I also used to live in L.A for 5 years near Wilshire & Westwood. 
BTW where is the second shot from? I always wondered where people took this shot of L.A in this angle from.
Is it taken from Palos Verdes Hills?
Awesome pix.


----------



## nygirl (Jul 14, 2003)

Nice snaps..


----------



## ZZ-II (May 10, 2006)

impressive pics, i really love that city


----------



## Mr Bricks (May 6, 2005)

CITYofDREAMS said:


> Funny what people will say just to feel good about their own.


I don´t think that´s the reason. It´s just that a guy from Munich (or Europe overall) is usually not very impressed by LA in terms of architecture and pedestrian friendly areas.

Having said that these pics are impressive though. The climate, the beaches, the greenery and the diversity are incredible!


----------



## LANative (Aug 28, 2005)

Westsidelife said:


> I present to you the City of Los Angeles...


Are those two New York City buses on the left side of the street?


----------



## schmidt (Dec 5, 2002)

Los Angeles is great! Very clean and modern city, I really loved it when I went there last April.


----------



## krull (Oct 8, 2005)

LA has an amazing scenery! Good Photos! kay:


----------



## zwischbl (Mar 12, 2005)

CITYofDREAMS said:


> Funny what people will say just to feel good about their own.


No! I know Los Angeles is a very popular city. But its just not MY taste. i cant feel any charisma about this city thats all. 
one example that might show what i mean: for me tokyo is a very ugly city in common sense..nevertheless its one of my very favourite ones since it has a very strong unique atmosphere. 
apart from that LA´s location is simply perfect! good choice


----------



## zwischbl (Mar 12, 2005)

SuomiPoika said:


> I don´t think that´s the reason. It´s just that a guy from Munich (or Europe overall) is usually not very impressed by LA in terms of architecture and pedestrian friendly areas.
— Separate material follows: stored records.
PR #69, opened 2026-02-12
Fix handling of $CARESLIB in configure.server.

### LINKED ISSUE #68: Building with CARESLIB set to something results in empty "-L"
During tests to build xymon on FreeBSD I noted, that linking is tried with 
```
cc [...] httpcookies.o -L -lcares -L/usr/local/lib -lldap [...]
```
Note the `-L` without a path before the `-lcares` option.

The root cause is in the following code in configure.server:
```
    if test "$CARESLIB" != ""; then
	echo "CARESLIBS = -L$LIB -lcares" >>Makefile
	echo "RPATHVAL += ${LIB}"        >>Makefile
    else
	echo "CARESLIBS = -lcares"       >>Makefile
    fi
```
If `$CARESLIB` is set, it uses `$LIB` (instead of `$CARESLIB`). Since `$LIB` is empty, this results in `-L` without path parameter.

RolandRosenfeld:
If $CARESLIB is set, it should be used and not $LIB (which is not defined). 

This fixes https://github.com/xymon-monitoring/xymon/issues/68.

### DIFF
--- a/configure.server
+++ b/configure.server
@@ -453,8 +453,8 @@ then
 	echo "CARESINCDIR = -I$CARESINC" >>Makefile
     fi
     if test "$CARESLIB" != ""; then
-	echo "CARESLIBS = -L$LIB -lcares" >>Makefile
-	echo "RPATHVAL += ${LIB}"        >>Makefile
+	echo "CARESLIBS = -L$CARESLIB -lcares" >>Makefile
+	echo "RPATHVAL += ${CARESLIB}"        >>Makefile
     else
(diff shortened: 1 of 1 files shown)


bonomani (approved):
The issue is correctly identified: configure.server tested $CARESLIB but used $LIB, which could generate an invalid -L flag.

The proposed change properly uses $CARESLIB for both CARESLIBS and RPATHVAL, restoring deterministic and correct linker behavior.

Build impact (minor binary size changes) is expected due to corrected link flags and does not indicate functional regression.

Approved

PR #71, opened 2026-02-14
Use cc (instead of gcc) in OpenBSD

RolandRosenfeld:
clang is the default compiler in OpenBSD, not gcc.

Thanks! Thats right as well!


----------



## cmoonflyer (Aug 17, 2005)

LA- a great city full endless charm and imagination .......


----------



## FROM LOS ANGELES (Sep 25, 2005)

LANative said:


> Are those two New York City buses on the left side of the street?
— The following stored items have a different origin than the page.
PR #72, opened 2026-02-14
RRDtool: compatibility for < 1.9 and >= 1.9

bonomani:
# RRDtool: ensure compatibility with < 1.9 and >= 1.9 (const argv ABI)

## Summary

RRDtool 1.9.x changed several APIs from `char **argv` to `const char **argv`.  
This PR replaces version-based checks with an ABI probe at build time and introduces a unified compatibility layer (`rrd_compat.h`).

All RRDtool calls are now routed through `xymon_rrd_*` wrappers, removing scattered `RRDTOOL19` conditionals and centralizing compatibility handling.

## What Changed

- ABI detection added to `build/rrd.sh`
- New `include/rrd_compat.h` with wrapper functions
- Refactored:
  - `xymond/do_rrd.c`
  - `web/perfdata.c`
  - `web/showgraph.c`
  - `build/test-rrd.c`
- Removed redundant `rrdfn == NULL` check

No functional changes intended.

## Checklist

- [x] Build without RRDtool (graphs disabled)
- [x] Build with RRDtool < 1.9
- [x] Build with RRDtool >= 1.9
- [x] No incompatible pointer warnings
- [ ] Basic runtime: create / update / fetch / graph

### DIFF
--- a/web/showgraph.c
+++ b/web/showgraph.c
@@ -31,6 +31,7 @@ static char rcsid[] = "$Id$";
 #include <rrd.h>
 
 #include "libxymon.h"
+#include "rrd_compat.h"
 
 #define HOUR_GRAPH  "e-48h"
 #define DAY_GRAPH   "e-12d"
@@ -1214,24 +1215,18 @@ void generate_graph(char *gdeffn, char *rrddir, char *graphfn)
 	/* All set - generate the graph */
 	rrd_clear_error();
 
-#ifdef RRDTOOL12
-    #ifdef RRDTOOL19
-	result = rrd_graph(rrdargcount, (const char **)rrdargs, &calcpr, &xsize, &ysize, NULL, &ymin, &ymax);
-    #else
-	result = rrd_graph(rrdargcount, rrdargs, &calcpr, &xsize, &ysize, NULL, &ymin, &ymax);
-    #endif
+	result = xymon_rrd_graph(rrdargcount, rrdargs, &calcpr, &xsize, &ysize, &ymin, &ymax);
 
 	/*
 	 * If we have neither the upper- nor lower-limits of the graph, AND we allow vertical 
 	 * zooming of this graph, then save the upper/lower limit values and flag that we have 
 	 * them. The values are then used for the zoom URL we construct later on.
 	 */
+#ifdef RRDTOOL12
 	if (!haveupperlimit && !havelowerlimit) {
 		upperlimit = ymax; haveupperlimit = 1;
 		lowerlimit = ymin; havelowerlimit = 1;
 	}
-#else
-	result = rrd_graph(rrdargcount, rrdargs, &calcpr, &xsize, &ysize);
 #endif
 
 	/* Was it OK ? */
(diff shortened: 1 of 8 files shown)


web/showgraph.c
```diff
@@ -31,18 +31,14 @@ static char rcsid[] = "$Id$";
...
 #define DAY_GRAPH   "e-12d"
 #define WEEK_GRAPH  "e-48d"
 #define MONTH_GRAPH "e-576d"
 
 /* RRDtool 1.0.x handles graphs with no DS definitions just fine. 1.2.x does not. */
-#ifdef RRDTOOL12
-#ifndef HIDE_EMPTYGRAPH
-#define HIDE_EMPTYGRAPH 1
-#endif
-#endif
```
RolandRosenfeld, line 45: This change implies, that HIDE_EMPTYGRAPH is no longer defined.
But before your change it was defined for rrdtool >= 1.2.
Later in this file we still have `#ifdef HIDE_EMPTGRAPH` parts, that are now disabled by precompiler.
This sounds wrong to me.
Seems that `#ifdef HIDE_EMPTGRAPH` below has to be removed (with the `blankimg` content enabled always).

web/showgraph.c
```diff
@@ -517,6 +513,7 @@ char *expand_tokens(char *tpl)
 {
 	static strbuffer_t *result = NULL;
 	char *inp, *p;
+	char numstr[10];
```
RolandRosenfeld: Why is this added here? numstr is already declared in line 590 and 619 locally.
Declaring it here again makes code less readable.

web/showgraph.c
bonomani: Fixed in d454cabc. I restored explicit empty-graph fallback behavior by default-enabling `HIDE_EMPTYGRAPH` in `web/showgraph.c` and keeping the guarded blank-image path active (`#if HIDE_EMPTYGRAPH` around `blankimg` and the `rrddbcount == 0` return block). This addresses the dead-guard/behavior-regression concern.

web/showgraph.c
bonomani: Fixed in a19fb7c2. Removed the redundant outer `numstr` declaration in `expand_tokens()` and kept the two local declarations where they are actually used. This matches upstream `main` style and removes the unused-variable warning.

bonomani:
Follow-up updates pushed on branch fix/rrdtool-const-argv-core:

- 433777fc: fail compile probe correctly in build/rrd.sh (returns failure instead of false compile-ok report).
- 433777fc: keep a minimal RRDTOOL12 -> RRD_CONST_ARGS=0 shim in rrd_compat.h for stale generated Makefiles.
- adb5414d: make build/test-rrd.c -Werror clean (time_t start/end, remove unused result).
- 8313b22c: refresh obsolete STACKIT compatibility comment in showgraph.c (comment-only).
Pre-RRDTOOL12 support remains obsolete; the RRDTOOL12 shim is transitional build compatibility only.

bonomani:
Simplifiy it with new PR

PR #73, opened 2026-02-14
openbsd: default to cc and gate GCC-only warning flag

bonomani:


RolandRosenfeld (approved):
Looks good to me. Especially the option to set CC=gcc to overrule the default.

No, just regular LA buses. Great pics Westside.


----------



## Bond James Bond (Aug 23, 2002)

Great shots of La-La land. Love that Disney Hall!


----------



## Westsidelife (Nov 26, 2005)

Hmmm...LOL...something still isn't right...


----------



## surfernia (Feb 14, 2007)

What can I tell you. Kill that fishy feeling of yours. Just like you would chop off a fish's head off. ;p


----------



## Westsidelife (Nov 26, 2005)

Ahh, can't wait to get the results of that IP check. Funny how you both lived in the LA area, complained about it, and moved. Also funny is that both of you lived in San Diego. Plus, you defended Seattle's public transportation system. Yeah, I responded to your post in that thread and CrazyAboutCities responded to my reply.


----------



## surfernia (Feb 14, 2007)

Har har, yep, one thing you didn't know about is. We're friends. What a surprise?! We went to same middle school in Ventura. Feel like a fool already?


----------



## CrazyAboutCities (Feb 14, 2007)

^^ Yepper!


----------



## alex3000 (Oct 20, 2002)

LANative said:


> Are those two New York City buses on the left side of the street?
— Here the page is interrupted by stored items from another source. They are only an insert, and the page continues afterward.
PR #74, opened 2026-02-15
PCRE2 Migration - Exploration Branch

bonomani:
# PCRE2 Exploration Branch

---

## Branch Purpose

This branch explores a possible migration path from PCRE1 to PCRE2.

It is **not** intended for immediate merge.  
Its goal is to evaluate technical feasibility, scope, risks, and impact before preparing a smaller and reviewable proposal.

---

## Context

Initial PCRE compatibility work was introduced by @canepan.

This branch expands on that work to:

- Assess what is required to build cleanly with PCRE2 on modern systems.
- Evaluate whether a compatibility layer is justified or excessive.
- Identify minimal changes needed for 4.3.x.
- Measure behavioral impact.

It also incorporates feedback and compatibility concerns raised by @RolandRosenfeld and others regarding distribution-level PCRE2 adoption.

---

## Exploration Scope

This branch currently includes:

- A `pcre_compat.[ch]` boundary to test abstraction feasibility.
- PCRE2-first implementation experiments.
- Replacement of direct `pcre_*` calls in key modules.
- CI validation across:
  - PCRE1
  - PCRE2
  - Strict PCRE2 builds

Some hardening and cleanup work was also introduced during experimentation.

---

## Important Notes

- The current diff is intentionally larger than what would be acceptable for 4.3.x.
- A full compatibility layer may prove unnecessary or too complex.
- Behavior preservation remains a priority.
- Any compatibility impact must be explicitly documented if adopted.

This branch should be treated as a **technical sandbox**, not a ready-to-merge solution.

---

## Evaluation Goals

The purpose of this exploration is to determine:

- Can we move to PCRE2 with minimal behavioral change?
- Is a broad compatibility layer justified?
- What is the smallest viable delta for 4.3.x?
- Are there low-risk code improvements that can be extracted independently?

---

## Validation Areas

Testing focus areas include:

- Clean build under PCRE1 and PCRE2
- Strict PCRE2 builds (no legacy shims)
- Regex behavior parity
- RRD filtering paths
- Mail ACK processing
- CGI filtering paths
- Memory safety (valgrind)

---

## Next Steps

Depending on findings, the outcome may be:

- A reduced, reviewable proposal targeting 4.3.x
- Extraction of isolated improvements only
- Or abandonment of the abstraction layer approach

---

## Objective

Evaluate a sustainable and minimal path toward PCRE2 support, while preserving Xymon’s stability and behavior on the 4.3.x production line.


.github/workflows/build1.yml
```diff
@@ -0,0 +1,80 @@
...
+
+          - name: client CT=server
+            variant: client
+            conftype: server
+
+    steps:
+      - name: Checkout
+        uses: actions/checkout@v4
+
+      - name: Install build dependencies (PCRE1 only, strict)
```
canepan: (nit) This should mention PCRE3

.github/workflows/build1.yml
```diff
@@ -0,0 +1,80 @@
...
+          MANROOT=/usr/share/man \
+          INSTALLBINDIR=/usr/lib/xymon/server/bin \
+          INSTALLETCDIR=/etc/xymon \
+          INSTALLWEBDIR=/etc/xymon/web \
+          INSTALLEXTDIR=/usr/lib/xymon/server/ext \
+          INSTALLTMPDIR=/var/lib/xymon/tmp \
+          INSTALLWWWDIR=/var/lib/xymon/www \
+          ./configure --${{ matrix.variant }}
+
+      - name: Build (PCRE1 strict)
```
canepan: (nit) This should mention PCRE3

.github/workflows/build3.yml
```diff
@@ -0,0 +1,82 @@
+name: build3 (pcre2-strict-no-shims)
```
canepan: Does this obsolete build1?

build/pcre.sh
```diff
@@ -1,73 +1,147 @@
...
-	cd ..
-
-	if test "$PCREOK" = "NO"; then
-		echo "Missing PCRE include- or library-files. These are REQUIRED for xymond"
-		echo "PCRE can be found at http://www.pcre.org/"
-		echo "If you have PCRE installed, use the \"--pcreinclude DIR\" and \"--pcrelib DIR\""
-		echo "options to configure to specify where they are."
-		exit 1
-	fi
+echo "Checking for PCRE ..."
```
canepan, line 1: It's probably worth passing this through https://www.shellcheck.net/
i.e.: use `(`..`)` instead of backticks, etc

build/pcre.sh
```diff
@@ -1,73 +1,147 @@
...
+        PCRETESTSRC="test-pcre2.c"
+        PCRETESTOBJ="test-pcre2.o"
+        PCRETESTBIN="test-pcre2"
+        PCRELINKLIB="-lpcre2-8"
+        PCREDEF="-DPCRE2"
+fi
+
+echo "PCRE probe mode: PCRE$PCRE_MAJOR"
+
+cd build
```
canepan: ^------^ SC2164 (warning): Use 'cd ... || exit' or 'cd ... || return' in case cd fails.
This is from shellcheck, but a better alternative would be to add `set -eu` at the start of the script

build/pcre.sh
```diff
@@ -1,73 +1,147 @@
...
+if test "$PCRELIB" != ""; then LIBOPT="-L$PCRELIB"; fi
+
+OS=`uname -s | sed -e's@/@_@g'` $MAKE -f Makefile.test-pcre clean
+
+OS=`uname -s | sed -e's@/@_@g'` \
+        PCREINC="$INCOPT" \
+        PCRETESTSRC="$PCRETESTSRC" \
+        PCRETESTOBJ="$PCRETESTOBJ" \
+        PCRETESTBIN="$PCRETESTBIN" \
+        PCRELINKLIB="$PCRELINKLIB" \
```
canepan, line 99: Are these needed?

build/pcre.sh
```diff
@@ -1,73 +1,147 @@
...
+        PCRETESTBIN="test-pcre"
+        PCRELINKLIB="-lpcre"
+
+        OS=`uname -s | sed -e's@/@_@g'` $MAKE -f Makefile.test-pcre clean
+        OS=`uname -s | sed -e's@/@_@g'` \
+                PCREINC="$INCOPT" \
+                PCRETESTSRC="$PCRETESTSRC" \
+                PCRETESTOBJ="$PCRETESTOBJ" \
+                PCRETESTBIN="$PCRETESTBIN" \
+                PCRELINKLIB="$PCRELINKLIB" \
```
canepan, line 127: Are these needed?

build/pcre.sh
```diff
@@ -1,73 +1,147 @@
...
+        echo "ERROR: Cannot compile using PCRE library."
+        PCREOK="NO"
+fi
+
+OS=`uname -s | sed -e's@/@_@g'` \
+        PCRELIB="$LIBOPT" \
+        PCRETESTSRC="$PCRETESTSRC" \
+        PCRETESTOBJ="$PCRETESTOBJ" \
+        PCRETESTBIN="$PCRETESTBIN" \
+        PCRELINKLIB="$PCRELINKLIB" \
```
canepan, line 143: Are these needed?

build/pcre.sh
```diff
@@ -1,73 +1,147 @@
...
+fi
+
+echo "PCRE probe mode: PCRE$PCRE_MAJOR"
+
+cd build
+
+if test "$PCREINC" != ""; then INCOPT="-I$PCREINC"; fi
+if test "$PCRELIB" != ""; then LIBOPT="-L$PCRELIB"; fi
+
+OS=`uname -s | sed -e's@/@_@g'` $MAKE -f Makefile.test-pcre clean
```
canepan: (nit) Either remove `-e` or add a space in between: `sed -e 's@/@_@g'`
Same for below occurrences

build/pcre.sh
```diff
@@ -1,73 +1,147 @@
...
+
+if test $? -eq 0; then
+        echo "Linking with PCRE library works OK"
+else
+        echo "ERROR: Cannot link with PCRE library."
+        PCREOK="NO"
+fi
+
+OS=`uname -s | sed -e's@/@_@g'` $MAKE -f Makefile.test-pcre clean
+cd ..
```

LOL. Nope! Those are two Montebello Bus Line _buses_.


----------



## Pegasusbsb27 (Sep 5, 2005)

:lol: :lol: :lol: I love this city. She (and in this case I use SHE!) is the most beautiful city in the USA in my opinion! She's really a truly world city. Hers influence in our minds and hearts is forever! Congratulations for the pictures!:cheers: :cheers: :cheers: :cheers: :cheers:


----------



## aquablue (Mar 18, 2006)

Doesn't have the nicest architecture of any city in the USA though. Neither does it have the nicest urban experience. NYC has much nicer buildings, streetscapes.... Travel down route 1 in L.A and then tell me that you think its beautiful.


----------



## surfernia (Feb 14, 2007)

Oh I agree, California Highway 1 is absolutely beautiful. It's a great drive down the coastal line.


----------



## aquablue (Mar 18, 2006)

No, i was being sarcastic - Route 1 from Santa Monica down to Orange County is ugly - a very ugly street, does not leave a good impression for L.A.


----------



## surfernia (Feb 14, 2007)

Then you have given away a poor sense of sarcasm. OC/LA is okay, but from Malibu and up...California 1 Highway is beautiful.


----------



## Westsidelife (Nov 26, 2005)

aquablue said:


> Doesn't have the nicest architecture of any city in the USA though. Neither does it have the nicest urban experience. NYC has much nicer buildings, streetscapes.... Travel down route 1 in L.A and then tell me that you think its beautiful.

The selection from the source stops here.